[Data extracted from a collection]

+ + + + + + +

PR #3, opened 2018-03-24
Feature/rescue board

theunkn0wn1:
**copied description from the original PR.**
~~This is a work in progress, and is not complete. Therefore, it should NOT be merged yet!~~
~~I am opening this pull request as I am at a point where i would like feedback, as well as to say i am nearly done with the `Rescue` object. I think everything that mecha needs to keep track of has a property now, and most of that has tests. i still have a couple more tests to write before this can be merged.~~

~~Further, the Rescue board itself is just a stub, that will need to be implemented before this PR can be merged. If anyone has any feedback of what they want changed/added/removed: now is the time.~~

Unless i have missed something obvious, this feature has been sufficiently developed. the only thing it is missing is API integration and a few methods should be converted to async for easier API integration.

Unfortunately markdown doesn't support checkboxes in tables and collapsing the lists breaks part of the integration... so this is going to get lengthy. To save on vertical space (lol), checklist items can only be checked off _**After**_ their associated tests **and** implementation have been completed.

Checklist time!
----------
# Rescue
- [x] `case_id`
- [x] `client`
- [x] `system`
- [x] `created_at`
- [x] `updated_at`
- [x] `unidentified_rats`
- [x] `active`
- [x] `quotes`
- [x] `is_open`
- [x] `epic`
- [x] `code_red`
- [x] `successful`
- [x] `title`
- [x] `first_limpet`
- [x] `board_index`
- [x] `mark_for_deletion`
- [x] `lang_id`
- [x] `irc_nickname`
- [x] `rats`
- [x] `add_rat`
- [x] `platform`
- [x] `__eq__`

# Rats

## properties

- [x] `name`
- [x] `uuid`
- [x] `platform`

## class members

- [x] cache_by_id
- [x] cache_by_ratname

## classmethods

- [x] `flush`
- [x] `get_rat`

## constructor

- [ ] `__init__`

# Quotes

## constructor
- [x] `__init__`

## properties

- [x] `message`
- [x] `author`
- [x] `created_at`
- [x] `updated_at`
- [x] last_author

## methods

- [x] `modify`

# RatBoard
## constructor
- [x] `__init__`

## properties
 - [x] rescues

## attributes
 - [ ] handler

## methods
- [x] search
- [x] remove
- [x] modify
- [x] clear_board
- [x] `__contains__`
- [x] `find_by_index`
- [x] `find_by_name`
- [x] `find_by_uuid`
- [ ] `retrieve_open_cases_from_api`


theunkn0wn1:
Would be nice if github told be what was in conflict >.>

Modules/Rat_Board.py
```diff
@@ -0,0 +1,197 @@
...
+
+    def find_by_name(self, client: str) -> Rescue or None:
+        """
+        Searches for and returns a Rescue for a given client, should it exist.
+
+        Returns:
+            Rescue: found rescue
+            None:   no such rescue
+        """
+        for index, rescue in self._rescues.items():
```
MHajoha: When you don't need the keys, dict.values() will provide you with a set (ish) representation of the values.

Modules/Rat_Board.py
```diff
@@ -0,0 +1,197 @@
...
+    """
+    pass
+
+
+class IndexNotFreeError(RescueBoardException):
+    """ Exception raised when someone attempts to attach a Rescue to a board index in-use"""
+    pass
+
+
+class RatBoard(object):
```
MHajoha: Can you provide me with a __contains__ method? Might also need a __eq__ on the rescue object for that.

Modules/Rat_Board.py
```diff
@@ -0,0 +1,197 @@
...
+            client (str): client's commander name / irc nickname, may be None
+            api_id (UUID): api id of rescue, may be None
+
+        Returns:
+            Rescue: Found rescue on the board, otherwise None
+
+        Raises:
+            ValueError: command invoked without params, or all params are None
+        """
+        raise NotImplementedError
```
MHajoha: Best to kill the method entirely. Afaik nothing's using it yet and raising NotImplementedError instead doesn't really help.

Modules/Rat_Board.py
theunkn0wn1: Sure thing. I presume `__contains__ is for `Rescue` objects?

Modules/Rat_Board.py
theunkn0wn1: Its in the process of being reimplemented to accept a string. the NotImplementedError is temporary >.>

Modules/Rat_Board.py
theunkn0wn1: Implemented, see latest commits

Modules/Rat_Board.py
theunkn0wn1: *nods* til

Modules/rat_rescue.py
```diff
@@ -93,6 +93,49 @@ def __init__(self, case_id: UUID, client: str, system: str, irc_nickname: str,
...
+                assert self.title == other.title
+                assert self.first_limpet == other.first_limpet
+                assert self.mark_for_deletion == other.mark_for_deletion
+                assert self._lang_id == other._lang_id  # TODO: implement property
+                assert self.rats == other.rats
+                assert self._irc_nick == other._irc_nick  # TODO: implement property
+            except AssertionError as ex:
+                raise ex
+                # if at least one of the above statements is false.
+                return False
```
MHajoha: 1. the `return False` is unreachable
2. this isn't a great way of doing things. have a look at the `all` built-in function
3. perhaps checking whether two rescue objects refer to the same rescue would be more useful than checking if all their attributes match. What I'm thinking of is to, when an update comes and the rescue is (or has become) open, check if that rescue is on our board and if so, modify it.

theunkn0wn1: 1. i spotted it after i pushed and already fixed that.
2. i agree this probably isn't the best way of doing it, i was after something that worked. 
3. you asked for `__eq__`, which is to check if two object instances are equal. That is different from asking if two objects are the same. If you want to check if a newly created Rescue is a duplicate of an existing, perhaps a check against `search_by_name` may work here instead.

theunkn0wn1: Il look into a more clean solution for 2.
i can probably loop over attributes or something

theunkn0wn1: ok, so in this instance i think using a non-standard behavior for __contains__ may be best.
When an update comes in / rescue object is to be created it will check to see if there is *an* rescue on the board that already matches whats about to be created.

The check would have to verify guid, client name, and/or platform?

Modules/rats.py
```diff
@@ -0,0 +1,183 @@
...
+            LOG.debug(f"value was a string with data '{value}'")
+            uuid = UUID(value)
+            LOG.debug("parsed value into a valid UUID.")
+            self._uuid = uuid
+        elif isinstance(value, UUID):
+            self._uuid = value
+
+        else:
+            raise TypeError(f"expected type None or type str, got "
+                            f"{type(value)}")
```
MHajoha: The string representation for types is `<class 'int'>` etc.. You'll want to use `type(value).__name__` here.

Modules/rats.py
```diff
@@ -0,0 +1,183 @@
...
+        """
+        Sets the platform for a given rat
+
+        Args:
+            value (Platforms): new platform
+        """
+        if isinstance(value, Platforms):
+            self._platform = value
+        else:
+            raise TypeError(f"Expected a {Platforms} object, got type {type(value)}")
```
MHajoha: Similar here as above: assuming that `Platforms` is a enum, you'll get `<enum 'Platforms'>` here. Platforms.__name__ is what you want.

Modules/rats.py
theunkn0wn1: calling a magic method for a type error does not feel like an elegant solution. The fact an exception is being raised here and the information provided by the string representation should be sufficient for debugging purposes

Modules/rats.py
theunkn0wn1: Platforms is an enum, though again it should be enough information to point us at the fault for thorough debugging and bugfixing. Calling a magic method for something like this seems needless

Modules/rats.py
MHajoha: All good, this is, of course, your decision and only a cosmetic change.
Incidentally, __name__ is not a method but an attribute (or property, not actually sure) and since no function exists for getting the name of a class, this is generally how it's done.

+ + + + + + +

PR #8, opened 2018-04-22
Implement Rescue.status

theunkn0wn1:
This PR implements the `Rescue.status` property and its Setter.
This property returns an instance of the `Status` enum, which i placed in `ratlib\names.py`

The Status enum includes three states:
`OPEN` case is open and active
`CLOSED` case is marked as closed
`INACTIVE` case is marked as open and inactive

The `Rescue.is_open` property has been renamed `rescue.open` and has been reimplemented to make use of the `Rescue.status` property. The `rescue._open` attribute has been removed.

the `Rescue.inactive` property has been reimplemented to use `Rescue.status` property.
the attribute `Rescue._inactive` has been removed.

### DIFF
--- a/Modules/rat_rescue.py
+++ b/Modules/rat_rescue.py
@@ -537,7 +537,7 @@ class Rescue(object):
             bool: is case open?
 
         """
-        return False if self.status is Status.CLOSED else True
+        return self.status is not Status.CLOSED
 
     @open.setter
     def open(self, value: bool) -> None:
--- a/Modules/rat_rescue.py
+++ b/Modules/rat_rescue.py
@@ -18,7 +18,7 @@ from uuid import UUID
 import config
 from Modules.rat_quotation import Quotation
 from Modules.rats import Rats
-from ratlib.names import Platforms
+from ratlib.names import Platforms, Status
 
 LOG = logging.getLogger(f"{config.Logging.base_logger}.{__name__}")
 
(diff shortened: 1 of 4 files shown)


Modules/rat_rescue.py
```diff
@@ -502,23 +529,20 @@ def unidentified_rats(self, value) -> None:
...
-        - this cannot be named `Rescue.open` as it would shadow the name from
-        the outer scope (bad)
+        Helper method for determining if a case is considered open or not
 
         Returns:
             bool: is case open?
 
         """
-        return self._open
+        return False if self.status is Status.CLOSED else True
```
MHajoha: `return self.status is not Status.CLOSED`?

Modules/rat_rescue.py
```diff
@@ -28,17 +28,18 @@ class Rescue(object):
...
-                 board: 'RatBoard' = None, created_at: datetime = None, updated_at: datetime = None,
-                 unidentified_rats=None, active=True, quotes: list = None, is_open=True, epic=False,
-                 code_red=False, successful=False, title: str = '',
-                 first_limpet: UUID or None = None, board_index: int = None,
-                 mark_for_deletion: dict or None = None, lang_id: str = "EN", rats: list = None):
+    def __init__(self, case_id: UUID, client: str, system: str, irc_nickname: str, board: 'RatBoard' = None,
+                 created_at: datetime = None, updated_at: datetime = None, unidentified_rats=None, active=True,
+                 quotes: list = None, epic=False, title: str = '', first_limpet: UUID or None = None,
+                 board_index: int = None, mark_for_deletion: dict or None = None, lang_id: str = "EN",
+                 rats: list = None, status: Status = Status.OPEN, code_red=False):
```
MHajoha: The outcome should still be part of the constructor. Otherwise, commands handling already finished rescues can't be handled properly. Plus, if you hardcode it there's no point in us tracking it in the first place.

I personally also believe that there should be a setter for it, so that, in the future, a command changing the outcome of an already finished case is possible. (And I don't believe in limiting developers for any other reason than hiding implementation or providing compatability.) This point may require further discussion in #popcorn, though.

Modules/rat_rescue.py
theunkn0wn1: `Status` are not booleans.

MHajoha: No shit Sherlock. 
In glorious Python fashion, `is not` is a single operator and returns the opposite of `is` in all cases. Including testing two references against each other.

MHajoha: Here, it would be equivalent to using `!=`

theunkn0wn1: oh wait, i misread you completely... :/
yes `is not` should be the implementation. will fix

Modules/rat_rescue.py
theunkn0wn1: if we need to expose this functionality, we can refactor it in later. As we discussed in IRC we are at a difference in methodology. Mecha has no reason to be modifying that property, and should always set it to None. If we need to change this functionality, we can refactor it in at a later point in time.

+ + + + + + +

● **ASSIGNMENT**: An exact, complete copy of the lines above from the one with "theunkn0wn1: Platforms is" through the one with "Incidentally, __name__ is" is the whole answer.

● **TASK RESPONSE**:
theunkn0wn1: Platforms is an enum, though again it should be enough information to point us at the fault for thorough debugging and bugfixing. Calling a magic method for something like this seems needless

Modules/rats.py
MHajoha: All good, this is, of course, your decision and only a cosmetic change.
Incidentally, __name__ is not a method but an attribute (or property, not actually sure) and since no function exists for getting the name of a class, this is generally how it's done.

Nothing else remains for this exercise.